Monterey — It’s hard to say exactly what qualifies as terrorism any more. Obviously, showing up in a public place with explosives and/or military grade firearms and using them is an act of unimaginable destruction. The untimely end of innocent people’s lives is tragic beyond comprehension. What does it solve, resolve, do? What’s the point?
In the case of the Orlando massacre, it’s not even clear if Omar Mateen’s alleged motives were political, religious, or psychosexual. Perhaps this is the point. It doesn’t matter. What matters is the exploding of these lives because of one individual’s misery and psychological distortion of reality dovetailing with his relative ease of obtaining tactical weaponry. The assailant laid waste to a public dance club in a psychotic rage for reasons that were not reasons at all. Terrorism implies some political agenda, albeit horrible misguided and disproportional. Was Omar Matteen a terrorist? Maybe. Was he a man with extreme mental health issues who was able to lay his hands on killing machines? Without doubt.
Watching what’s happening in the not-so-United Kingdom isn’t a blood bath. Comparing the two events is hyperbolic and does not properly appreciate the loss of life and limb at Orlando, ground zero. Still, the dissolution of the UK’s relationship with the EU is potentially very destructive to the quality of many lives. Blowing up something, even to the detriment of those detonating the blast, is an emotional act, not a rational one.
Well-versed leaders from across the planet agree that this move will be bad for the other nations in the European Union, sure, but also for Great Britain itself. The United States is not on board with it, and much of the Asian markets are dismayed and worse. But there it is. Ka-Boom. As the dust settles, it has turned out that many who voted for it are besieged with regret having not understood the ramifications of this decision.
When folks are unhappy, fed up, feeling disenfranchised they behave in a rash manner. “Screw it and Them!” becomes a battle cry, emblazoned on their standard. Loops of feeling thwarted, without remission gets a body to a place of hopelessness which paves the road to desperate, often self-destructive acts that appear to the cognitively rational human as counter productive.

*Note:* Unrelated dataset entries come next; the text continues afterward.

PR #165, opened 2022-12-22
Implement subnet/subnetset CRD

jwsui:
Add subnet/subnetset controller to reconcile subnet/subnetset CRD. And add subnet service to perform NSX subnet CRUD operations.

### DIFF
--- a/cmd/main.go
+++ b/cmd/main.go
@@ -20,7 +20,9 @@ import (
 	nsxserviceaccountcontroller "github.com/vmware-tanzu/nsx-operator/pkg/controllers/nsxserviceaccount"
 	securitypolicycontroller "github.com/vmware-tanzu/nsx-operator/pkg/controllers/securitypolicy"
 	staticroutecontroller "github.com/vmware-tanzu/nsx-operator/pkg/controllers/staticroute"
+	"github.com/vmware-tanzu/nsx-operator/pkg/controllers/subnet"
 	"github.com/vmware-tanzu/nsx-operator/pkg/controllers/subnetport"
+	"github.com/vmware-tanzu/nsx-operator/pkg/controllers/subnetset"
 	"github.com/vmware-tanzu/nsx-operator/pkg/logger"
 	"github.com/vmware-tanzu/nsx-operator/pkg/metrics"
 	"github.com/vmware-tanzu/nsx-operator/pkg/nsx"
@@ -136,6 +138,13 @@ func main() {
 	// Start the NSXServiceAccount controller.
 	if cf.EnableAntreaNSXInterworking {
 		StartNSXServiceAccountController(mgr, commonService)
+	}
+	// Start subnet/subnetset controller.
+	if err := subnet.StartSubnetController(mgr, commonService); err != nil {
+		os.Exit(1)
+	}
+	if err := subnetset.StartSubnetSetController(mgr, commonService); err != nil {
+		os.Exit(1)
 	}
 
 	subnetport.StartSubnetPortController(mgr, commonService)
--- a/pkg/controllers/subnet/subnet_controller.go
+++ b/pkg/controllers/subnet/subnet_controller.go
@@ -1,0 +1,230 @@
+package subnet
+
+import (
+	"context"
+	"reflect"
+	"runtime"
+
+	v1 "k8s.io/api/core/v1"
+	apimachineryruntime "k8s.io/apimachinery/pkg/runtime"
+	ctrl "sigs.k8s.io/controller-runtime"
+	"sigs.k8s.io/controller-runtime/pkg/client"
+	"sigs.k8s.io/controller-runtime/pkg/controller"
+	"sigs.k8s.io/controller-runtime/pkg/controller/controllerutil"
+	"sigs.k8s.io/controller-runtime/pkg/event"
+	"sigs.k8s.io/controller-runtime/pkg/predicate"
+
+	"github.com/vmware-tanzu/nsx-operator/pkg/apis/v1alpha1"
+	"github.com/vmware-tanzu/nsx-operator/pkg/controllers/common"
+	"github.com/vmware-tanzu/nsx-operator/pkg/logger"
+	"github.com/vmware-tanzu/nsx-operator/pkg/metrics"
+	servicecommon "github.com/vmware-tanzu/nsx-operator/pkg/nsx/services/common"
+	"github.com/vmware-tanzu/nsx-operator/pkg/nsx/services/subnet"
+)
+
+var (
+	log                     = logger.Log
+	ResultNormal            = common.ResultNormal
+	ResultRequeue           = common.ResultRequeue
+	ResultRequeueAfter5mins = common.ResultRequeueAfter5mins
+	MetricResTypeSubnet     = common.MetricResTypeSubnet
+)
+
+// SubnetReconciler reconciles a SubnetSet object
+type SubnetReconciler struct {
+	Client  client.Client
+	Scheme  *apimachineryruntime.Scheme
+	Service *subnet.SubnetService
+}
+
+func (r *SubnetReconciler) Reconcile(ctx context.Context, req ctrl.Request) (ctrl.Result, error) {
+	obj := &v1alpha1.Subnet{}
+	log.Info("reconciling subnet CR", "subnet", req.NamespacedName)
+	metrics.CounterInc(r.Service.NSXConfig, metrics.ControllerSyncTotal, MetricResTypeSubnet)
+
+	if err := r.Client.Get(ctx, req.NamespacedName, obj); err != nil {
+		log.Error(err, "unable to fetch Subnet CR", "req", req.NamespacedName)
+		return ResultNormal, client.IgnoreNotFound(err)
+	}
+
+	if obj.ObjectMeta.DeletionTimestamp.IsZero() {
+		metrics.CounterInc(r.Service.NSXConfig, metrics.ControllerUpdateTotal, MetricResTypeSubnet)
+		if !controllerutil.ContainsFinalizer(obj, servicecommon.FinalizerName) {
+			controllerutil.AddFinalizer(obj, servicecommon.FinalizerName)
+			if err := r.Client.Update(ctx, obj); err != nil {
+				log.Error(err, "add finalizer", "subnet", req.NamespacedName)
+				updateFail(r, &ctx, obj)
+				return ResultRequeue, err
+			}
+			log.V(1).Info("added finalizer on subnet CR", "subnet", req.NamespacedName)
+		}
+		if _, err := r.Service.CreateOrUpdateSubnet(obj, nil); err != nil {
+			log.Error(err, "operate failed, would retry exponentially", "subnet", req.NamespacedName)
+			updateFail(r, &ctx, obj)
+			return ResultRequeue, err
+		}
+		if err := r.updateSubnetStatus(obj); err != nil {
+			log.Error(err, "update subnet status failed, would retry exponentially", "subnet", req.NamespacedName)
+			updateFail(r, &ctx, obj)
+			return ResultRequeue, err
+		}
+		updateSuccess(r, &ctx, obj)
+	} else {
+		if controllerutil.ContainsFinalizer(obj, servicecommon.FinalizerName) {
+			metrics.CounterInc(r.Service.NSXConfig, metrics.ControllerDeleteTotal, MetricResTypeSubnet)
+			if err := r.Service.DeleteSubnet(*obj); err != nil {
+				log.Error(err, "deletion failed, would retry exponentially", "subnet", req.NamespacedName)
+				deleteFail(r, &ctx, obj)
+				return ResultRequeue, err
+			}
+			controllerutil.RemoveFinalizer(obj, servicecommon.FinalizerName)
+			if err := r.Client.Update(ctx, obj); err != nil {
+				log.Error(err, "deletion failed, would retry exponentially", "subnet", req.NamespacedName)
+				deleteFail(r, &ctx, obj)
+				return ResultRequeue, err
+			}
+			log.V(1).Info("removed finalizer", "subnet", req.NamespacedName)
+			deleteSuccess(r, &ctx, obj)
+		} else {
+			log.Info("finalizers cannot be recognized", "subnet", req.NamespacedName)
+		}
+	}
+	return ctrl.Result{}, nil
+}
+
+func (r *SubnetReconciler) updateSubnetStatus(obj *v1alpha1.Subnet) error {
+	nsxSubnet := r.Service.SubnetStore.GetByKey(string(obj.GetUID()))
+	obj.Status.IPAddresses = obj.Status.IPAddresses[:0]
+	statusList, err := r.Service.GetSubnetStatus(nsxSubnet)
+	if err != nil {
+		return err
+	}
+	for _, status := range statusList {
+		obj.Status.IPAddresses = append(obj.Status.IPAddresses, *status.NetworkAddress)
+	}
+	obj.Status.NSXResourcePath = *nsxSubnet.Path
+	return nil
+}
+
+func (r *SubnetReconciler) setSubnetReadyStatusTrue(ctx *context.Context, subnet *v1alpha1.Subnet) {
+	newConditions := []v1alpha1.Condition{
+		{
+			Type:    v1alpha1.Ready,
+			Status:  v1.ConditionTrue,
+			Message: "NSX Subnet has been successfully created/updated",
+			Reason:  "SubnetCreated",
+		},
+	}
+	r.updateSubnetStatusConditions(ctx, subnet, newConditions)
+}
+
+func (r *SubnetReconciler) setSubnetReadyStatusFalse(ctx *context.Context, subnet *v1alpha1.Subnet) {
+	newConditions := []v1alpha1.Condition{
+		{
+			Type:    v1alpha1.Ready,
+			Status:  v1.ConditionFalse,
+			Message: "NSX Subnet could not be created/updated",
+			Reason:  "SubnetNotReady",
+		},
+	}
+	r.updateSubnetStatusConditions(ctx, subnet, newConditions)
+}
+
+func (r *SubnetReconciler) updateSubnetStatusConditions(ctx *context.Context, subnet *v1alpha1.Subnet, newConditions []v1alpha1.Condition) {
+	conditionsUpdated := false
+	for i := range newConditions {
+		if r.mergeSubnetStatusCondition(ctx, subnet, &newConditions[i]) {
+			conditionsUpdated = true
+		}
+	}
+	if conditionsUpdated {
+		r.Client.Status().Update(*ctx, subnet)
+		log.V(1).Info("updated Subnet", "Name", subnet.Name, "Namespace", subnet.Namespace,
+			"New Conditions", newConditions)
+	}
+}
+
+func (r *SubnetReconciler) mergeSubnetStatusCondition(ctx *context.Context, subnet *v1alpha1.Subnet, newCondition *v1alpha1.Condition) bool {
+	matchedCondition := getExistingConditionOfType(newCondition.Type, subnet.Status.Conditions)
+
+	if reflect.DeepEqual(matchedCondition, newCondition) {
+		log.V(2).Info("conditions already match", "New Condition", newCondition, "Existing Condition", matchedCondition)
+		return false
+	}
+
+	if matchedCondition != nil {
+		matchedCondition.Reason = newCondition.Reason
+		matchedCondition.Message = newCondition.Message
+		matchedCondition.Status = newCondition.Status
+	} else {
+		subnet.Status.Conditions = append(subnet.Status.Conditions, *newCondition)
+	}
+	return true
+}
+
+func getExistingConditionOfType(conditionType v1alpha1.ConditionType, existingConditions []v1alpha1.Condition) *v1alpha1.Condition {
+	for i := range existingConditions {
+		if existingConditions[i].Type == conditionType {
+			return &existingConditions[i]
+		}
+	}
+	return nil
+}
+
+func updateFail(r *SubnetReconciler, c *context.Context, o *v1alpha1.Subnet) {
+	r.setSubnetReadyStatusFalse(c, o)
+	metrics.CounterInc(r.Service.NSXConfig, metrics.ControllerUpdateFailTotal, MetricResTypeSubnet)
+}
+
+func deleteFail(r *SubnetReconciler, c *context.Context, o *v1alpha1.Subnet) {
+	r.setSubnetReadyStatusFalse(c, o)
+	metrics.CounterInc(r.Service.NSXConfig, metrics.ControllerDeleteFailTotal, MetricResTypeSubnet)
+}
+
+func updateSuccess(r *SubnetReconciler, c *context.Context, o *v1alpha1.Subnet) {
+	r.setSubnetReadyStatusTrue(c, o)
+	metrics.CounterInc(r.Service.NSXConfig, metrics.ControllerUpdateSuccessTotal, MetricResTypeSubnet)
+}
+
+func deleteSuccess(r *SubnetReconciler, _ *context.Context, _ *v1alpha1.Subnet) {
+	metrics.CounterInc(r.Service.NSXConfig, metrics.ControllerDeleteSuccessTotal, MetricResTypeSubnet)
+}
+
+func (r *SubnetReconciler) setupWithManager(mgr ctrl.Manager) error {
+	return ctrl.NewControllerManagedBy(mgr).
+		For(&v1alpha1.Subnet{}).
+		WithEventFilter(predicate.Funcs{
+			DeleteFunc: func(e event.DeleteEvent) bool {
+				// Suppress Delete events to avoid filtering them out in the Reconcile function
+				return false
+			},
+		}).
+		WithOptions(
+			controller.Options{
+				MaxConcurrentReconciles: runtime.NumCPU(),
+			}).
+		Complete(r)
+}
+
+func StartSubnetController(mgr ctrl.Manager, commonService servicecommon.Service) error {
+	subnetReconciler := &SubnetReconciler{
+		Client: mgr.GetClient(),
+		Scheme: mgr.GetScheme(),
+	}
+	subnetReconciler.Service = subnet.GetSubnetService(commonService)
+	common.ServiceMediator.SubnetService = subnetReconciler.Service
+	if err := subnetReconciler.Start(mgr); err != nil {
+		log.Error(err, "failed to create controller", "controller", "Subnet")
+		return err
+	}
+	return nil
+}
+
+// Start setup manager
+func (r *SubnetReconciler) Start(mgr ctrl.Manager) error {
+	err := r.setupWithManager(mgr)
+	if err != nil {
+		return err
+	}
+	return nil
+}
--- a/pkg/controllers/subnetset/subnetport_handler.go
+++ b/pkg/controllers/subnetset/subnetport_handler.go
@@ -1,0 +1,88 @@
+package subnetset
+
+import (
+	"sigs.k8s.io/controller-runtime/pkg/predicate"
+
+	"k8s.io/client-go/util/workqueue"
+	"sigs.k8s.io/controller-runtime/pkg/event"
+)
+
+// SubnetPortHandler supports lazy-creation of Subnet, the first Subnet won't
+// be created until there is a SubnetPort attached to it.
+// - SubnetPort creation: get available Subnet for the SubnetPort, create new
+//   Subnet if necessary.
+// - SubnetPort deletion: if recycling Subnet is required, delete Subnets without
+// SubnetPort attached to it.
+
+type SubnetPortHandler struct {
+	Reconciler *SubnetSetReconciler
+}
+
+//TODO Remove this handler when confirmed that SubnetPort could get allocated subnet via the interface
+// subnetservice.GetAvailableSubnet
+
+// Create allocates Subnet for SubnetPort from SubnetSet.
+func (h *SubnetPortHandler) Create(e event.CreateEvent, _ workqueue.RateLimitingInterface) {
+	log.V(4).Info("SubnetPort generic event, do nothing")
+	//subnetPort := e.Object.(*v1alpha1.SubnetPort)
+	//if subnetPort.Spec.Subnet != "" {
+	//	// Two possible scenarios:
+	//	// - 1. User uses `.Spec.Subnet` directly instead of `.Spec.SubnetSet`.
+	//	// - 2. Subnet has been allocated and `.Spec.Subnet` is rendered by SubnetPortHandler.
+	//	return
+	//}
+	//subnetSet := &v1alpha1.SubnetSet{}
+	//key := types.NamespacedName{
+	//	Namespace: subnetPort.GetNamespace(),
+	//	Name:      subnetPort.Spec.SubnetSet,
+	//}
+	//if err := h.Reconciler.Client.Get(context.Background(), key, subnetSet); err != nil {
+	//	log.Error(err, "failed to get SubnetSet", "ns", key.Namespace, "name", key.Name)
+	//	return
+	//}
+	//log.Info("allocating Subnet for SubnetPort")
+	//vpcList := &v1alpha1.VPCList{}
+	//if err := h.Reconciler.Client.List(context.Background(), vpcList, client.InNamespace(subnetPort.GetNamespace())); err != nil {
+	//	log.Error(err, fmt.Sprintf("failed to get VPC under namespace: %s.\n", subnetPort.GetNamespace()))
+	//	return
+	//}
+	//vpcInfo, err := servicecommon.ParseVPCResourcePath(vpcList.Items[0].Status.NSXResourcePath)
+	//if err != nil {
+	//	log.Error(err, "failed to resolve VPC info")
+	//	return
+	//}
+	//_, err = h.Reconciler.getAvailableSubnet(subnetSet, &vpcInfo)
+	//if err != nil {
+	//	log.Error(err, "failed to allocate Subnet")
+	//}
+	// TODO return subnetport id to caller.
+}
+
+// Delete TODO Implement this method if required to recycle Subnet without SubnetPort attached.
+func (h *SubnetPortHandler) Delete(e event.DeleteEvent, _ workqueue.RateLimitingInterface) {
+	log.V(4).Info("SubnetPort generic event, do nothing")
+}
+
+func (h *SubnetPortHandler) Generic(_ event.GenericEvent, _ workqueue.RateLimitingInterface) {
+	log.V(4).Info("SubnetPort generic event, do nothing")
+}
+
+func (h *SubnetPortHandler) Update(_ event.UpdateEvent, _ workqueue.RateLimitingInterface) {
+	log.V(4).Info("SubnetPort update event, do nothing")
+}
+
+var SubnetPortPredicate = predicate.Funcs{
+	CreateFunc: func(e event.CreateEvent) bool {
+		return true
+	},
+	UpdateFunc: func(e event.UpdateEvent) bool {
+		return false
+	},
+	DeleteFunc: func(e event.DeleteEvent) bool {
+		// TODO When recycling Subnet is required, return true.
+		return false
+	},
+	GenericFunc: func(genericEvent event.GenericEvent) bool {
+		return false
+	},
+}
--- a/pkg/controllers/subnetset/subnetset_controller.go
+++ b/pkg/controllers/subnetset/subnetset_controller.go
@@ -1,0 +1,236 @@
+package subnetset
+
+import (
+	"context"
+	"reflect"
+	"runtime"
+	"time"
+
+	v1 "k8s.io/api/core/v1"
+	apimachineryruntime "k8s.io/apimachinery/pkg/runtime"
+	ctrl "sigs.k8s.io/controller-runtime"
+	"sigs.k8s.io/controller-runtime/pkg/builder"
+	"sigs.k8s.io/controller-runtime/pkg/client"
+	"sigs.k8s.io/controller-runtime/pkg/controller"
+	"sigs.k8s.io/controller-runtime/pkg/controller/controllerutil"
+	"sigs.k8s.io/controller-runtime/pkg/source"
+
+	"github.com/vmware-tanzu/nsx-operator/pkg/apis/v1alpha1"
+	"github.com/vmware-tanzu/nsx-operator/pkg/controllers/common"
+	"github.com/vmware-tanzu/nsx-operator/pkg/logger"
+	"github.com/vmware-tanzu/nsx-operator/pkg/metrics"
+	servicecommon "github.com/vmware-tanzu/nsx-operator/pkg/nsx/services/common"
+	"github.com/vmware-tanzu/nsx-operator/pkg/nsx/services/subnet"
+)
+
+var (
+	log                     = logger.Log
+	ResultNormal            = common.ResultNormal
+	ResultRequeue           = common.ResultRequeue
+	ResultRequeueAfter5mins = common.ResultRequeueAfter5mins
+	MetricResTypeSubnetSet  = common.MetricResTypeSubnetSet
+	//TODO rename this
+	defaultSubnet = "default-subnet"
+)
+
+// SubnetSetReconciler reconciles a SubnetSet object
+type SubnetSetReconciler struct {
+	Client  client.Client
+	Scheme  *apimachineryruntime.Scheme
+	Service *subnet.SubnetService
+}
+
+func (r *SubnetSetReconciler) Reconcile(ctx context.Context, req ctrl.Request) (ctrl.Result, error) {
+	obj := &v1alpha1.SubnetSet{}
+	log.Info("reconciling subnetset CR", "subnetset", req.NamespacedName)
+	metrics.CounterInc(r.Service.NSXConfig, metrics.ControllerSyncTotal, MetricResTypeSubnetSet)
+
+	if err := r.Client.Get(ctx, req.NamespacedName, obj); err != nil {
+		log.Error(err, "unable to fetch subnetset CR", "req", req.NamespacedName)
+		return ResultNormal, client.IgnoreNotFound(err)
+	}
+
+	if obj.ObjectMeta.DeletionTimestamp.IsZero() {
+		metrics.CounterInc(r.Service.NSXConfig, metrics.ControllerUpdateTotal, MetricResTypeSubnetSet)
+		if !controllerutil.ContainsFinalizer(obj, servicecommon.FinalizerName) {
+			controllerutil.AddFinalizer(obj, servicecommon.FinalizerName)
+			if err := r.Client.Update(ctx, obj); err != nil {
+				log.Error(err, "add finalizer", "subnetset", req.NamespacedName)
+				updateFail(r, &ctx, obj)
+				return ResultRequeue, err
+			}
+			log.V(1).Info("added finalizer on subnetset CR", "subnetset", req.NamespacedName)
+		}
+		updateSuccess(r, &ctx, obj)
+	} else {
+		if controllerutil.ContainsFinalizer(obj, servicecommon.FinalizerName) {
+			metrics.CounterInc(r.Service.NSXConfig, metrics.ControllerDeleteTotal, MetricResTypeSubnetSet)
+			if err := r.Service.DeleteSubnetForSubnetSet(*obj, false); err != nil {
+				log.Error(err, "deletion failed, would retry exponentially", "subnetset", req.NamespacedName)
+				deleteFail(r, &ctx, obj)
+				return ResultRequeue, err
+			}
+			controllerutil.RemoveFinalizer(obj, servicecommon.FinalizerName)
+			if err := r.Client.Update(ctx, obj); err != nil {
+				log.Error(err, "deletion failed, would retry exponentially", "subnetset", req.NamespacedName)
+				deleteFail(r, &ctx, obj)
+				return ResultRequeue, err
+			}
+			log.V(1).Info("removed finalizer", "subnetset", req.NamespacedName)
+			deleteSuccess(r, &ctx, obj)
+		} else {
+			log.Info("finalizers cannot be recognized", "subnetset", req.NamespacedName)
+		}
+	}
+	return ctrl.Result{}, nil
+}
+
+func updateFail(r *SubnetSetReconciler, c *context.Context, o *v1alpha1.SubnetSet) {
+	r.setSubnetSetReadyStatusFalse(c, o)
+	metrics.CounterInc(r.Service.NSXConfig, metrics.ControllerUpdateFailTotal, MetricResTypeSubnetSet)
+}
+
+func deleteFail(r *SubnetSetReconciler, c *context.Context, o *v1alpha1.SubnetSet) {
+	r.setSubnetSetReadyStatusFalse(c, o)
+	metrics.CounterInc(r.Service.NSXConfig, metrics.ControllerDeleteFailTotal, MetricResTypeSubnetSet)
+}
+
+func updateSuccess(r *SubnetSetReconciler, c *context.Context, o *v1alpha1.SubnetSet) {
+	r.setSubnetSetReadyStatusTrue(c, o)
+	metrics.CounterInc(r.Service.NSXConfig, metrics.ControllerUpdateSuccessTotal, MetricResTypeSubnetSet)
+}
+
+func deleteSuccess(r *SubnetSetReconciler, _ *context.Context, _ *v1alpha1.SubnetSet) {
+	metrics.CounterInc(r.Service.NSXConfig, metrics.ControllerDeleteSuccessTotal, MetricResTypeSubnetSet)
+}
+
+func (r *SubnetSetReconciler) setSubnetSetReadyStatusTrue(ctx *context.Context, subnetset *v1alpha1.SubnetSet) {
+	newConditions := []v1alpha1.Condition{
+		{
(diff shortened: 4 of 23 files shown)


pkg/nsx/services/subnet/subnet.go
```diff
@@ -0,0 +1,146 @@
...
+		SubnetStore: &SubnetStore{
+			ResourceStore: common.ResourceStore{
+				Indexer:     cache.NewIndexer(keyFunc, cache.Indexers{common.TagScopeSubnetCRUID: indexFunc}),
+				BindingType: model.VpcSubnetBindingType(),
+			},
+		},
+	}
+
+	wg.Add(1)
+	go subnetService.InitializeResourceStore(&wg, fatalErrors, ResourceTypeSubnet, subnetService.SubnetStore)
```
zhengxiexie, line 60: Perhaps this would not properly function, refer [https://github.com/vmware-tanzu/nsx-operator/pull/160/files#diff-56a01862f16c1cc9248df82cc17bcd7adcb1fe24442da3fb078cfabee9b9c7e9R158](url)

pkg/nsx/services/subnet/subnet.go
```diff
@@ -0,0 +1,146 @@
...
+type SubnetService struct {
+	common.Service
+	SubnetStore *SubnetStore
+}
+
+var subnetService *SubnetService
+
+// GetSubnetService get singleton SubnetService instance, subnet/subnetset controller share the same instance.
+// GetSubnetService isn't thread-safe.
+func GetSubnetService(service common.Service) *SubnetService {
```
zhengxiexie, line 33: No lock?  refer [https://refactoring.guru/design-patterns/singleton/go/example](url)

jwsui: There is no lock as the function wasn't expected to be thread-safe. But it's better to add a lock for this, thanks.

pkg/nsx/services/subnet/compare.go
```diff
@@ -0,0 +1,34 @@
...
+import (
+	"github.com/vmware/vsphere-automation-sdk-go/runtime/data"
+	"github.com/vmware/vsphere-automation-sdk-go/services/nsxt/model"
+
+	"github.com/vmware-tanzu/nsx-operator/pkg/nsx/services/common"
+)
+
+type (
+	Subnet     model.VpcSubnet
+	Comparable common.Comparable
```
zhengxiexie, line 12: It should be
type Comparable = common.Comparable
because we have no other function added to it.

pkg/controllers/subnetset/namespace_handler.go
```diff
@@ -0,0 +1,43 @@
...
+	"context"
+
+	"k8s.io/client-go/util/retry"
+	"k8s.io/client-go/util/workqueue"
+	"sigs.k8s.io/controller-runtime/pkg/client"
+	"sigs.k8s.io/controller-runtime/pkg/event"
+
+	"github.com/vmware-tanzu/nsx-operator/pkg/apis/v1alpha1"
+)
+
```
zhengxiexie, line 13: It's better to add some comments to explain why we should add extra handler, like [https://github.com/vmware-tanzu/nsx-operator/blob/main/pkg/controllers/securitypolicy/pod_controller.go#L19](url)

zhengxiexie: Besides, the name handler is suitable, but how about complying with the security policy and renaming it to controller?

pkg/controllers/subnetset/vpc_handler.go
```diff
@@ -0,0 +1,75 @@
...
+	"k8s.io/client-go/util/retry"
+	"k8s.io/client-go/util/workqueue"
+	"sigs.k8s.io/controller-runtime/pkg/client"
+	"sigs.k8s.io/controller-runtime/pkg/event"
+
+	"github.com/vmware-tanzu/nsx-operator/pkg/apis/v1alpha1"
+)
+
+var defaultSubnets = []string{"DefaultVMSubnetSet", "DefaultPodSubnetSet"}
+
```
zhengxiexie, line 16: ditto

pkg/controllers/subnetset/namespace_handler.go
```diff
@@ -0,0 +1,43 @@
...
+	}
+}
+
+func (h *NamespaceHandler) Generic(_ event.GenericEvent, _ workqueue.RateLimitingInterface) {
+	log.V(4).Info("namespace generic event, do nothing")
+}
+
+func (h *NamespaceHandler) Update(_ event.UpdateEvent, _ workqueue.RateLimitingInterface) {
+	log.V(4).Info("namespace update event, do nothing")
+}
```
zhengxiexie, line 43: I wonder if you need any predicate function like [https://github.com/vmware-tanzu/nsx-operator/blob/main/pkg/controllers/securitypolicy/pod_controller.go#L92](url)

pkg/controllers/subnetset/vpc_handler.go
```diff
@@ -0,0 +1,75 @@
...
+			log.Error(err, "failed to create SubnetSet", "Namespace", ns, "Name", subnetSet)
+		}
+	}
+}
+
+func (h *VPCHandler) Generic(_ event.GenericEvent, _ workqueue.RateLimitingInterface) {
+	log.V(4).Info("VPC generic event, do nothing")
+}
+
+func (h *VPCHandler) Update(_ event.UpdateEvent, _ workqueue.RateLimitingInterface) {
```
zhengxiexie, line 73: ditto

pkg/controllers/subnet/subnet_controller.go
```diff
@@ -0,0 +1,225 @@
...
+	return ctrl.Result{}, nil
+}
+
+func (r *SubnetReconciler) updateSubnetStatus(obj *v1alpha1.Subnet) error {
+	nsxSubnets := r.Service.SubnetStore.GetByIndex(servicecommon.TagScopeSubnetCRUID, string(obj.UID))
+	if len(nsxSubnets) == 0 {
+		return errors.New("failed to get subnet from store")
+	}
+	obj.Status.IPAddresses = make([]string, len(nsxSubnets[0].IpAddresses))
+	for i, ip := range nsxSubnets[0].IpAddresses {
```
lxiaopei, line 102: for subnet auto allocated from VPC IPBlock, the NSX Subnet does not include ip_addressed field,
how do we ensure there is value for nsxSubnet.IpAddresses?

pkg/nsx/services/subnet/subnet.go
jwsui: Thanks, predicates added.

pkg/nsx/services/subnet/subnet.go
jwsui: Lock added.

pkg/controllers/subnetset/namespace_handler.go
jwsui: NamespaceHandler is removed and comments are added to VPCHandler and SubnetPortHandler. As for the name, I prefer `handler` personally as `handler` is considered as a part of `controller/reconciler`.

pkg/controllers/subnetset/vpc_handler.go
jwsui: Comments added, thanks.

pkg/controllers/subnetset/namespace_handler.go
jwsui: Thanks for the suggestion, predicate can help.

pkg/controllers/subnetset/vpc_handler.go
jwsui: Predicates added.

pkg/nsx/services/subnet/wrap.go
```diff
@@ -0,0 +1,140 @@
...
+	configChildValue, errors := NewConverter().ConvertToVapi(configChild, model.ChildDhcpStaticBindingConfigBindingType())
+	if len(errors) > 0 {
+		return nil, errors[0]
+	}
+	return []*data.StructValue{configChildValue.(*data.StructValue)}, nil
+}
+
+// wrapSegmentPort wraps SegmentPort as children of VPCSubnet.
+// A reserved function for creating SegmentPorts, currently not used.
+func (service *SubnetService) wrapSegmentPort(port model.SegmentPort) ([]*data.StructValue, error) {
```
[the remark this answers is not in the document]
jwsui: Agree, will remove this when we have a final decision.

That’s the crux of it. The battle between those who are acting on feelings versus those who are trying to allow their cognitive function to make the choices. It’s as if those in the second camp are playing chess while the first camp is having a food fight.
Having grown up in a large family, I must admit that such disputes are diverting. However, the mess left behind is anything but. Cleaning up is a drag. Yeah, we had to do that. The Parents insisted. And then there were the punishments. But I digress.
Or do I? The punishment for this move from our British siblings is likely to be shared by us all. In filial terms, it would be like my brothers had the food fight, but I had to help with clean up and get punished with them even if I didn’t participate.
The reasons for the decision in the British Isles is what troubles me most since it could happen here in the United States. Scratch that. It is happening here. The abandonment of the rational captain of our thinking and handing over the helm to the emotional second mate is a way of crashing the ship. Emotions are a valued informing agent, they should serve, not rule, until or unless there is an emergency and we have only instinct to guide us. Even then, panic tends to cause mayhem. Acting as if there’s an urgency when there isn’t one often creates emergency.
Being frustrated and fed up, ongoingly, underwrites a feeling of desperation that leads to doing something that brings on any change. This is tantamount to flooding the recreation room with toxic gas to get rid of a nest of rats. This may or may not accomplish extermination, if indeed such an infestation exists in the first place. It might, likewise, poison all the other living creatures using that space as well. This is a kind of terrorism too, on a national, continental, global level.
The existence of this “fed up” sensation reminds me of a line from that great film Network. The log line oft repeated was: “I’m mad as hell, and I’m not going to take it anymore.” That’s the kind of feeling I’m referring to. Those of us who are trying to listen to the rational captain should not dismiss or denigrate the potency of this emotion. It’s out there across the pond and on our beachhead as well. We need to pay attention, not obey but hear, those who are angry, upset, being stuck with limited options, who have repeatedly and ongoingly been taken for granted, taken advantage of, and just plain taken. If we don’t listen and appreciate their situation they just may blow us all up, even though it blows them up, too. Because that’s what terrorists do.
This doesn’t make sense. And that’s the whole point.